Title: The great masquerade: Endo or perio
Abstract:
Endodontic–periodontal lesions remain one of the most perplexing diagnostic challenges in clinical dentistry, where determining the origin of disease often resembles the classic chicken or the egg debate. Did pulpal necrosis initiate periodontal breakdown, or did periodontal destruction secondarily compromise the pulp? Because the dental pulp and periodontal tissues are anatomically linked through the apical foramen, accessory canals, lateral canals, and dentinal tubules, pathology may spread bidirectionally, producing overlapping clinical and radiographic findings that obscure the primary source. A primary endodontic lesion may present with pain, sinus tract drainage, isolated deep probing defects, and periapical radiolucency features capable of convincingly impersonating periodontal disease. Conversely, advanced periodontal lesions may progress apically, affecting pulpal vitality through accessory pathways or vascular disruption. In certain cases, both processes coexist independently and merge, resulting in a true combined lesion with a more guarded prognosis. Thus, when clinicians ask “Endo or Perio?”, the tooth often answers, “Yes.” The significance of correct diagnosis cannot be overstated. Treating a periodontal lesion with root canal therapy alone is biologically futile, while performing periodontal surgery on a primary endodontic lesion may simply add trauma to confusion. Therefore, management must begin not with treatment, but with identification of the initiating pathology.

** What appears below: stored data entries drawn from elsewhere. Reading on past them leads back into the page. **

PR #1296, opened 2018-07-18
Plots data avail

adamabeshouse:


src/pages/resultsView/ResultsViewPageStore.ts
```diff
@@ -456,6 +455,65 @@ export class ResultsViewPageStore {
...
+            this.molecularProfilesInStudies,
+            this.nonMutationMolecularProfileDataAvailability
+        ],
+        invoke:()=>{
+            const ret:{[entrezGeneId:number]:MolecularProfile[]} = {};
+            const molecularProfilesInStudies = this.molecularProfilesInStudies.result!;
+            const nonMutationMolecularProfileDataAvailability = this.nonMutationMolecularProfileDataAvailability.result!;
+            for (const gene of this.genes.result!) {
+                ret[gene.entrezGeneId] = molecularProfilesInStudies.filter(p=>{
+                    if (p.molecularProfileId in nonMutationMolecularProfileDataAvailability) {
```
alisman: i think you could just return nonMutationMolecularProfileDataAvailability[p.molecularProfileId]===true ?

src/pages/resultsView/plots/PlotsTab.tsx
```diff
@@ -186,11 +190,15 @@ export default class PlotsTab extends React.Component<IPlotsTabProps,{}> {
                 this._dataType = t;
             },
             get dataSourceId() {
+                if (this.entrezGeneId === undefined) {
```
alisman: this could all use some commenting to explain relatioship between gene and datasourceId.    in general we need to preserve domain knowledge better in comments.

src/pages/resultsView/plots/PlotsTab.tsx
```diff
@@ -427,45 +435,51 @@ export default class PlotsTab extends React.Component<IPlotsTabProps,{}> {
         }
     }
 
-    @computed get dataTypeOptions() {
-        let dataTypeIds:string[] = [];
+    @computed get geneToDataTypeOptions():{[entrezGeneId:number]:{value:string, label:string}[]} {
```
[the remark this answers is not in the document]
alisman: it's a slipperly slope.  if people see this as example, they will start doing it more in scenarios where it's more inappropriate.

src/pages/resultsView/plots/PlotsTab.tsx
```diff
@@ -427,45 +435,51 @@ export default class PlotsTab extends React.Component<IPlotsTabProps,{}> {
...
-            ret = Object.assign(ret, _.mapValues(
-                _.groupBy(this.props.store.molecularProfilesInStudies.result, profile=>profile.molecularAlterationType),
-                profiles=>profiles.map(p=>({value:p.molecularProfileId, label:p.name}))
-            ));
-        }
-
-        if (this.clinicalAttributeOptions.length) {
-            ret[CLIN_ATTR_DATA_TYPE] = this.clinicalAttributeOptions;
+    @computed get geneToTypeToDataSourceOptions():{[entrezGeneId:number]:{[type:string]:{value:string, label:string}[]}} {
+        if (this.props.store.nonMutationMolecularProfilesWithData.isComplete) {
```
alisman: ditto above

src/shared/components/plots/BoxScatterPlot.tsx
```diff
@@ -417,6 +417,7 @@ export default class BoxScatterPlot<D extends IBaseBoxScatterPlotPoint> extends
 
     render() {
         if (!this.props.data.length) {
+            setTimeout(()=>this.svgRef(null), 0);
```
alisman: could you just put this in componentDidUpdate hook?

src/pages/resultsView/ResultsViewPageStore.ts
adamabeshouse: that's not the data structure but you're right it would be clearer to return nonMutation... > 0

src/pages/resultsView/plots/PlotsTab.tsx
```diff
@@ -167,13 +167,17 @@ export default class PlotsTab extends React.Component<IPlotsTabProps,{}> {
             },
             get dataType() {
```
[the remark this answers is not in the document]
adamabeshouse: I feel like a test would basically just mimic the same branching logic. i'd rather just cover it with screenshots

src/pages/resultsView/plots/PlotsTab.tsx
adamabeshouse: good point

src/pages/resultsView/plots/PlotsTab.tsx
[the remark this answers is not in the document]
adamabeshouse: I dont see how the memoized method/pure function doesnt do the same? either way we need to funnel the mobxpromise into the @computed

I dont see it as slippery slope, this is a particular case where status doesnt matter to the consumer, and code would be a little more complicated if we put the status checks elsewhere

src/shared/components/plots/BoxScatterPlot.tsx
adamabeshouse: I think I prefer this way for the reason that otherwise we'd have to duplicate the check `if(!this.props.data.length)` and maintain that check if the render logic changes at all. or otherwise create a new variable like "lastRenderWasEmpty" and use that in `componentDidUpdate` to be completely semantically robust.

src/pages/resultsView/ResultsViewPageStore.ts
adamabeshouse: actually I think we want to keep this check but I'll add a comment to explain it

src/shared/components/plots/BoxScatterPlot.tsx
alisman: i'm really against this kind of thing when it can be achieved using the normal lifecycle.  what about just checking the data in getter for svgRef?

adamabeshouse: svgRef needs to be triggered exactly when it changes. I'm not sure how to accomplish that cleanly with manual checks. can you explain more?

src/pages/resultsView/plots/PlotsTab.tsx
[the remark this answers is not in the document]
alisman: memoized function is different because result is passed in directly (de-referenced).  status is checked outside in view, which is where the component can properly be hidden if its data is pending.  the basic principle we are trying to enforce is, don't show UI when its data dependencies are loading.   making a rule about the above is a good way of enforcing that

PR #2360, opened 2019-05-24
change checkbox class to flexbox layout

dippindots:
change checkbox class to flexbox layout
Fix # https://github.com/cBioPortal/cbioportal/issues/6151.

- a
image


alisman:
Since this was an existing component, can you check where else we use it and make it continues to looks good.

src/shared/components/FlexAlignedCheckbox.tsx
```diff
@@ -14,14 +14,14 @@ export interface ICheckboxProps {
...
-            <div className="checkbox" style={Object.assign({display:"flex", alignItems:"center"}, this.props.style)}>
+            <div style={Object.assign({display:"flex", alignItems:"center"}, this.props.style)}>
                 <label>
                     <input
                         type="checkbox"
                         value={this.props.value}
                         checked={this.props.checked}
                         onClick={this.props.onClick}
-                        style={{marginTop:1}}
+                        style={{marginTop:1, marginRight:5}}
```
alisman: lets apply all these styles (above too) in css classes.  We shouldn't use inline styles in library code.  If it appears many times on a page, inline css is unperformant.

alisman:
There's a screenshot that needs updating.

Also, lets see if we can get the checkboxes inline with text.  
image

PR #2365, opened 2019-05-28
Gc updates

kalletlak:
# What? Why?
Fix
https://github.com/cBioPortal/cbioportal/issues/6162
https://github.com/cBioPortal/cbioportal/issues/6155
https://github.com/cBioPortal/cbioportal/issues/6152


src/pages/groupComparison/Overlap.tsx
```diff
@@ -19,6 +19,8 @@ export interface IOverlapProps {
 }
 
 const SVG_ID = "comparison-tab-overlap-svg";
+const SAMPLE_SVG_ID = "comparison-tab-overlap-sample-svg";
+const PATIENT_SVG_ID = "comparison-tab-overlap-patinet-svg";
```
adamabeshouse: typo patinet

src/pages/groupComparison/Overlap.tsx
```diff
@@ -57,7 +59,29 @@ export default class Overlap extends React.Component<IOverlapProps, {}> {
 
     @autobind
     private getSvg() {
-        return document.getElementById(SVG_ID) as SVGElement | null;
+        if (this.plotType.result! === PlotType.Upset) {
```
alisman: not sure what all this is about.  why have we left React paradigm?  there some stuff i would improve about the below but i want to first understand the bigger picture.

adamabeshouse: @alisman do you mean instead of using a ref?

alisman: ok, i see.  ok, lets switch to use ref paradigm.  i know it's an "academic" change but i think it's important to avoid anti-patterns that might screw things up when other devs go at it.

alisman: you could use react-dom library to find a components top level svg element

alisman: ```node = ReactDOM.findDOMNode(this);``` where this = instance of component

adamabeshouse: thats a great replacement

PR #2367, opened 2019-05-28
GC - add curve name to survival tooltip

adamabeshouse:


src/pages/groupComparison/Survival.tsx
```diff
@@ -9,6 +9,7 @@ import {SURVIVAL_TOO_MANY_GROUPS_MSG} from "./GroupComparisonUtils";
 import ErrorMessage from "../../shared/components/ErrorMessage";
 import {blendColors} from "./OverlapUtils";
 import OverlapExclusionIndicator from "./OverlapExclusionIndicator";
+import {COLORS} from "../studyView/StudyViewUtils";
```
zhx828: Included but never used?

This presentation will discuss the biological communication pathways between pulp and periodontium, contemporary classification of endodontic–periodontal lesions, and a practical diagnostic protocol based on pulp vitality testing, periodontal probing patterns, radiographic assessment, cone-beam imaging when indicated, and restorability analysis. Evidence-based treatment sequencing for primary endodontic, primary periodontal, and combined lesions will also be reviewed. Endodontic–periodontal lesions demonstrate that oral disease rarely respects academic boundaries. They challenge clinicians to think critically, investigate systematically, and resist the temptation of reflex treatment. In this enduring chicken-or-the-egg dilemma, the answer matters because prognosis, treatment success, and tooth retention depend entirely on knowing who laid the first lesion.